PR #1145, opened 2017-10-24
Accordion component

### LINKED ISSUE #1033: Add SLDS Accordion to design-system-react
This is a placeholder issue to create a Salesforce Lightning Design System Accordion class as described at https://www.lightningdesignsystem.com/components/accordion/ to design-system-react.

This is so the community can keep track of what may be added. That way, the community can also offer suggestions or let me know if there is already some existing effort in progress.

lexishanson:
~~TODO: docs, snapshot tests.~~

@interactivellama I’m not sure I have a full understanding of snapshot test best practices. I’ll wait for your feedback on the snapshot test PR for Avatar ([#1143](https://github.com/salesforce/design-system-react/pull/1143)) and read through some other snapshot examples before writing these for Accordion.

Resolves #1033

### DIFF
--- a/components/accordion/index.jsx
+++ b/components/accordion/index.jsx
@@ -14,15 +14,22 @@ import { ACCORDION } from '../../utilities/constants';
 
 const propTypes = {
 	/**
-* Custom CSS classes added to `slds-accordion` node.
-*/
+	 * CSS class names to be added to the accordion container element. _Tested with snapshot testing._
+	 */
 	className: PropTypes.oneOfType([PropTypes.array, PropTypes.object, PropTypes.string]),
+	/**
+	 * HTML id for accordion component. _Tested with snapshot testing._
+	 */
 	id: PropTypes.string,
+	/**
+	 * The panel content for the Accordion component. Event handler for the accordion panels should be added here. Optional `panelContentActions` component may be passed as prop. _Tested with Mocha framework.
+	 */
 	children: PropTypes.node.isRequired
 };
+
 /**
  * An accordion allows a user to toggle the display of sections of content.
- * The accordion component wraps accordion items that can be selected and expanded.
+ * The accordion component wraps accordion panels that can be selected and expanded.
  */
 class Accordion extends Component {
 	componentWillMount () {
--- a/components/accordion/index.jsx
+++ b/components/accordion/index.jsx
@@ -1,0 +1,48 @@
+/* Copyright (c) 2015-present, salesforce.com, inc. All rights reserved */
+/* Licensed under BSD 3-Clause - see LICENSE.txt or git.io/sfdc-license */
+
+// Implements the [Accordion design
+// pattern](https://www.lightningdesignsystem.com/components/accordion/) in
+// React. Based on SLDS v2.4.3
+
+import React, { Component } from 'react';
+import PropTypes from 'prop-types';
+import classNames from 'classnames';
+import shortid from 'shortid';
+
+import { ACCORDION } from '../../utilities/constants';
+
+const propTypes = {
+	/**
+* Custom CSS classes added to `slds-accordion` node.
+*/
+	className: PropTypes.oneOfType([PropTypes.array, PropTypes.object, PropTypes.string]),
+	id: PropTypes.string,
+	children: PropTypes.node.isRequired
+};
+/**
+ * An accordion allows a user to toggle the display of sections of content.
+ * The accordion component wraps accordion items that can be selected and expanded.
+ */
+class Accordion extends Component {
+	componentWillMount () {
+		this.generatedId = shortid.generate();
+	}
+	/**
+	 * Get the accordion's HTML id. Generate a new one if no id present.
+	 */
+	getId = () => this.props.id || this.generatedId;
+
+	render () {
+		return (
+			<ul name={this.getId()} className={classNames('slds-accordion', this.props.className)}>
+				{this.props.children}
+			</ul>
+		);
+	}
+}
+
+export default Accordion;
+
+Accordion.displayName = ACCORDION;
+Accordion.propTypes = propTypes;
--- a/components/accordion/index.jsx
+++ b/components/accordion/index.jsx
@@ -20,7 +20,7 @@ const propTypes = {
 	/**
 	 * HTML id for accordion component. _Tested with snapshot testing._
 	 */
-	id: PropTypes.string,
+	id: PropTypes.oneOfType([PropTypes.number, PropTypes.string]),
 	/**
 	 * The panel content for the Accordion component. Event handler for the accordion panels should be added here. Optional `panelContentActions` component may be passed as prop. _Tested with Mocha framework._
 	 */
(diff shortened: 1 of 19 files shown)


components/accordion/index.jsx
```diff
@@ -0,0 +1,55 @@
...
+ * The accordion component wraps accordion panels that can be selected and expanded.
+ */
+class Accordion extends Component {
+	componentWillMount () {
+		this.generatedId = shortid.generate();
+	}
+	/**
+	 * Get the accordion's HTML id. Generate a new one if no id present.
+	 */
+	getId = () => this.props.id || this.generatedId;
```
Vintik: Why the method for this? Why not just inline it into name={}?

lexishanson: Good point, I will inline it since I'm only using it once.

interactivellama:
I'm not sure I fully understood how I had set up snapshot tests myself. ;-) 

Once #1150 is merged in, we should have deep DOM renders (instead of shallow) for components that use the `testDOMandHTML` method. I've removed Enzyme, since it's no longer needed once the overlay/dialog rewrite happens. Once #1140 is merged in we can do DOM-less tests without JSDOM (a DOM without a browser). 

DOM snapshots are helpful because you know what events and variables are being being passed down through "the web page" in memory. At their core, our components are templates with mouse/keyboard events attached to them, if something changes in the DOM snapshot, then we most likely changed the component. We will still need to do manual testing and automated event testing in the Mocha framework, but many times you want to re-factor something, you'll want to make sure nothing is changed (or only a little is changed) and snapshot testing is a fast way to know if we changed something. The HTML render is just a nice convenience to compare with the SLDS site.

As to what to test, there is always more to test. Most of the time though, you are wanting to test what the components "looks like" after a prop changes, so every prop changes requests a different test to verify that the correct thing changed.

components/accordion/private/panel.jsx
```diff
@@ -0,0 +1,78 @@
...
+	 * Summary header of the item belonging to this panel. _Tested with Mocha framework and snapshot testing._
+	 */
+	summary: PropTypes.oneOfType([PropTypes.string, PropTypes.node]).isRequired,
+	/**
+	 * HTML title attribute. _Tested with snapshot testing._
+	 */
+	title: PropTypes.string
+};
+
+const Panel = ({ children, expanded, id, panelContentActions, summary, title, onTogglePanel }) => (
```
interactivellama: This file shouldn't be private.

components/accordion/private/panel.jsx
```diff
@@ -0,0 +1,78 @@
...
+	/**
+	 * Callback that will run whenever a panel is toggled. Function should handle state to toggle `expanded` prop. _Tested with Mocha framework._
+	 */
+	onTogglePanel: PropTypes.func.isRequired,
+	/**
+	 * Summary header of the item belonging to this panel. _Tested with Mocha framework and snapshot testing._
+	 */
+	summary: PropTypes.oneOfType([PropTypes.string, PropTypes.node]).isRequired,
+	/**
+	 * HTML title attribute. _Tested with snapshot testing._
```
interactivellama: Please tell folks what element this is on--the summary? The purpose would be great, too. "The summary is truncated and this title allows the user to view the entire summary."

components/button/index.jsx
```diff
@@ -27,6 +27,10 @@ const Button = createReactClass({
 		 */
 		'aria-describedby': PropTypes.string,
 		/**
+		* Establishes a relationship between an interactive parent element and a child element to indicate which child element a parent element affects. Frequently used in cases where buttons or tabs are associated with exposing expandable regions.
```
interactivellama: Nice description!

examples/accordion/base.jsx
```diff
@@ -0,0 +1,144 @@
+import React from 'react';
+import Accordion from '../../components/accordion'; // `~` is replaced with design-system-react at runtime
```
interactivellama: Please use `~/` in examples for doc site compatibility

examples/accordion/base.jsx
```diff
@@ -0,0 +1,144 @@
...
+import Panel from '~/components/accordion/private/panel'; // `~` is replaced with design-system-react at runtime
+import IconSettings from '~/components/icon-settings'; // `~` is replaced with design-system-react at runtime
+import Dropdown from '../../components/menu-dropdown'; // `~` is replaced with design-system-react at runtime
```
interactivellama: Please use `~/` in examples for doc site compatibility

examples/accordion/base.jsx
```diff
@@ -0,0 +1,144 @@
...
+			<Dropdown
+				align="right"
+				id="ButtonGroupExampleDropdown"
+				assistiveText="More Options"
+				buttonVariant="icon"
+				buttonClassName="slds-shrink-none"
+				iconName="down"
+				iconVariant="border-filled"
+				onSelect={(option) => {
+					if (option.label === 'delete') {
```
interactivellama: This is pretty cool.

examples/accordion/base.jsx
```diff
@@ -0,0 +1,144 @@
...
+						value: 'C0'
+					}
+				]}
+				iconSize="x-small"
+			/>
+		);
+	}
+
+	togglePanel (event, data) {
+		this.setState((state) => ({
```
interactivellama: Really digging the `setState` callbacks...

tests/accordion/accordion.browser-test.jsx
```diff
@@ -0,0 +1,249 @@
...
+				...state.expandedPanels,
+				[id]: !state.expandedPanels[id]
+			}
+		}));
+	}
+
+	render () {
+		return (
+			<IconSettings iconPath="/assets/icons">
+				<Accordion id="base-example-accordion" openOn="click">
```
interactivellama: `openOn="click"` This seems out of place.

tests/accordion/accordion.browser-test.jsx
```diff
@@ -0,0 +1,249 @@
...
+
+AccordionExample.displayName = 'AccordionExampleComponent';
+AccordionExample.propTypes = propTypes;
+AccordionExample.defaultProps = defaultProps;
+
+/* Accordion rendering tests
+ */
+
+describe('Accordion', function () {
+	describe('Renders Accordion', () => {
```
interactivellama: These could easily be snapshots tests--that is "is X in the markup what it should be". Even the mouse actions, since we don't have state these could probably be snapshot tests-- that is we don't need to test the wrapping state container, just that when `isOpen`is true then the panel is open, etc.

interactivellama:
Storybook check complete.

Please align the details contents and summaries with https://www.lightningdesignsystem.com/components/accordion so the doc site example will look the same. If you'd like to keep the current one with lorem ipsum, feel free to have two Storybooks examples.

examples/accordion/base.jsx
lexishanson: Oof, sorry for the inconsistencies there. I also didn't know the reason we do this is for doc site compatibility. Good to learn.

components/button/index.jsx
donnieberg: +1 👍

tests/accordion/accordion.browser-test.jsx
donnieberg: yes, maybe this was just code left over from a copy/paste from another component? We should remove it in all the examples.

components/accordion/private/panel.jsx
lexishanson: Thanks for this! I tested and realized it wasn't truncating. I figured out the extra class it needed since it's using flexbox.

components/button/index.jsx
lexishanson: Thank you!

lexishanson:
Here are my updates to the Accordion component. Thank you both for the review @interactivellama @donnieberg.

@donnieberg I believe the nesting behavior should work, except there is issue. The `slds-is-open`class was updated by SLDS to only apply to the first child. The version of SLDS that DSR is on doesn't include this update yet, so the current `slds-is-open` class opens all of the nested accordion panels. I can build a nested accordion example as soon as the version is bumped.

*Action item*: When you answer, output each line of the data exactly as given, from its first line up to and including the one with "This is so the".

*Written solution*:
PR #1145, opened 2017-10-24
Accordion component

### LINKED ISSUE #1033: Add SLDS Accordion to design-system-react
This is a placeholder issue to create a Salesforce Lightning Design System Accordion class as described at https://www.lightningdesignsystem.com/components/accordion/ to design-system-react.

This is so the community can keep track of what may be added. That way, the community can also offer suggestions or let me know if there is already some existing effort in progress.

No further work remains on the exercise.